Electronic Frontier Foundation (EFF) wants to make its Wi-Fi networks more secure and asks for developers’ help with its Open Wireless Router project.

This project was launched at the Hackers on Planet Earth conference in NYC and aims to help people easily share their routers with others, but in such a way that snoops were unable to access their information. The Electronic Frontier Foundation outlines ambitions to fight the growing number of hacker attacks against Wi-Fi routers that belong to homes and small businesses.

At the moment, the Open Wireless Router software is an “experimental hacker alpha release” which only works on router, the Netgear WNDR3800 hub. Everyone is invited to download the software to test, develop and improve it. Let’s see how it is different from its peers.

The features include a secure software auto-update mechanism which uses Tor anonymizing network – the EFF hopes that it can make attacks pretending to be software updates considerably less likely to succeed. In addition, it will also have a minimalist and secure web user interface to set up and configure the router, making it simpler for everyone to alter security settings on the device.

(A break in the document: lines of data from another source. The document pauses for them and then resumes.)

PR #2565, opened 2026-07-20
Add Avalonia support across the G# toolchain

DavidObando:
## Summary
- preserve same-compilation user types through imported generic constraints, including `new()` and expanded `params` candidates
- force translated XAML code-behind declarations partial so source generators can contribute their generated parts
- add managed-resource support to `gsc` emission and forward processed SDK resources with names, visibility, and culture filtering
- expose the standard `AfterCompile` hook and narrowly ignore Avalonia XAML compiler ILVerify false positives reproduced by the C# baseline

## Validation
- `GenericMethodUserTypeArgUnderReferencesTests`: 10 passed
- `Adr0145PreservePartialModeTests` and `IlVerifyStageTests`: 14 passed
- managed-resource compiler regression: passed
- `SdkLayoutTests`: 17 passed
- Avalonia demo migration: translate, compile, ILVerify, and test parity all passed; emitted application launched successfully

### DIFF
--- a/src/Sdk/Gsharp.NET.Sdk/build/Gsharp.NET.Core.Sdk.targets
+++ b/src/Sdk/Gsharp.NET.Sdk/build/Gsharp.NET.Core.Sdk.targets
@@ -5,6 +5,9 @@
 
   <PropertyGroup>
     <CoreCompileDependsOn>_ComputeNonExistentFileProperty</CoreCompileDependsOn>
+    <!-- Avalonia's CompileAvaloniaXaml target hooks AfterCompile, a standard
+         Microsoft.Managed.Core target that the G# language SDK does not import. -->
+    <CompileDependsOn>$(CompileDependsOn);AfterCompile</CompileDependsOn>
 
     <!-- Phase 7.7b: hook into the NuGet Pack infrastructure so dotnet pack
          includes the reference assembly under ref/<tfm>/. The runtime assembly
@@ -280,6 +283,8 @@
           Inputs="$(MSBuildAllProjects);
                   @(Compile);
                   @(ReferencePathWithRefAssemblies);
+                  @(_CoreCompileResourceInputs);
+                  @(CompiledLicenseFile);
                   $(IntermediateOutputPath)$(TargetName).CoreCompileInputs.cache"
           Outputs="@(IntermediateAssembly);
                    $(DocumentationFile);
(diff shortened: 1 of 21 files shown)


src/Sdk/Gsharp.NET.Sdk/build/Gsharp.NET.Core.Sdk.targets
```diff
@@ -5,6 +5,9 @@
 
   <PropertyGroup>
     <CoreCompileDependsOn>_ComputeNonExistentFileProperty</CoreCompileDependsOn>
+    <!-- Avalonia's CompileAvaloniaXaml target hooks AfterCompile, a standard
+         Microsoft.Managed.Core target that the G# language SDK does not import. -->
```
DavidObando, line 9: Should a more generalized fix be to import the `Microsoft.Managed.Core` target? What are the downsides to this? I am just thinking if we're doing custom steps rather than a generic problem-class fix.

tools/cs2gs/Cs2Gs.Pipeline/TranslateStage.cs
```diff
@@ -241,7 +241,18 @@ await CSharpProjectLoader.LoadProjectAsync(context.App.ProjectPath, cancellation
             List<string> retainedFilePaths = hasAnalyzerReferences
                 ? currentProject.Documents.Select(d => d.FilePath).ToList()
                 : null;
-            var translator = new CSharpToGSharpTranslator(markMergedTypePartial: hasAnalyzerReferences, retainedFilePaths: retainedFilePaths);
+            IReadOnlyCollection<string> forcedPartialFilePaths = hasAnalyzerReferences
```
DavidObando: Are these autogenerated at compile time by Avalonia in C#? Or are they artifacts that would be checked into the repo? If they are autogenerated artifacts then they shouldn't be included in the cs2gs migration set. These files should be handled later by gsgen instead. Does this make sense?

DavidObando: Yes. The .axaml files are checked-in source inputs; Avalonia-generated .g.cs artifacts are compile-time outputs and CSharpProjectLoader already excludes generated sources. This update removes the filename-based forced-partial workaround entirely. Canonical C# code-behind remains explicitly partial, cs2gs preserves that declaration, and gsgen regenerates the Avalonia partial declaration from .axaml later.

src/Sdk/Gsharp.NET.Sdk/build/Gsharp.NET.Core.Sdk.targets
DavidObando: Importing Microsoft.Managed.Core.targets wholesale would also bring C#/VB-oriented compiler, analyzer, editorconfig, and CoreCompile assumptions into a language SDK that already owns those hooks, risking duplicate/conflicting compile pipelines. This update instead uses the standard CreateManifestResourceNames extension point with CreateCSharpManifestResourceName, preserving normal manifest naming without importing the unrelated managed compiler pipeline.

And the main feature of the Open Wireless Router is that it will allow small businesses and home users to allow guests and passersby to connect to the Internet if they need access, at the same time maintaining a secure, password-protected portion of their network.

Anti-virus company Sophos is backing the move, claiming that a lot of home and small business routers still suffer from basic web application security floors that allow remote control or information exposure. In today’s dangerous world, the router manufacturers need to take security seriously.

Individuals could also secure their Wi-Fi networks better. According to the recent research from Sophos, where the company’s chief was cycling across UK cities to test router security, in some areas more than a 1/3 had bad security practices.

5% to 9% used the outdated Wired Equivalent Privacy (WEP) protocol, which was originally intended to protect people’s data moving around routers, but features known vulnerabilities, and the experts don’t recommend using it anywhere. Aside from the security fixes, Sophos also wants to see a fundamentally better way of handling open wireless networks.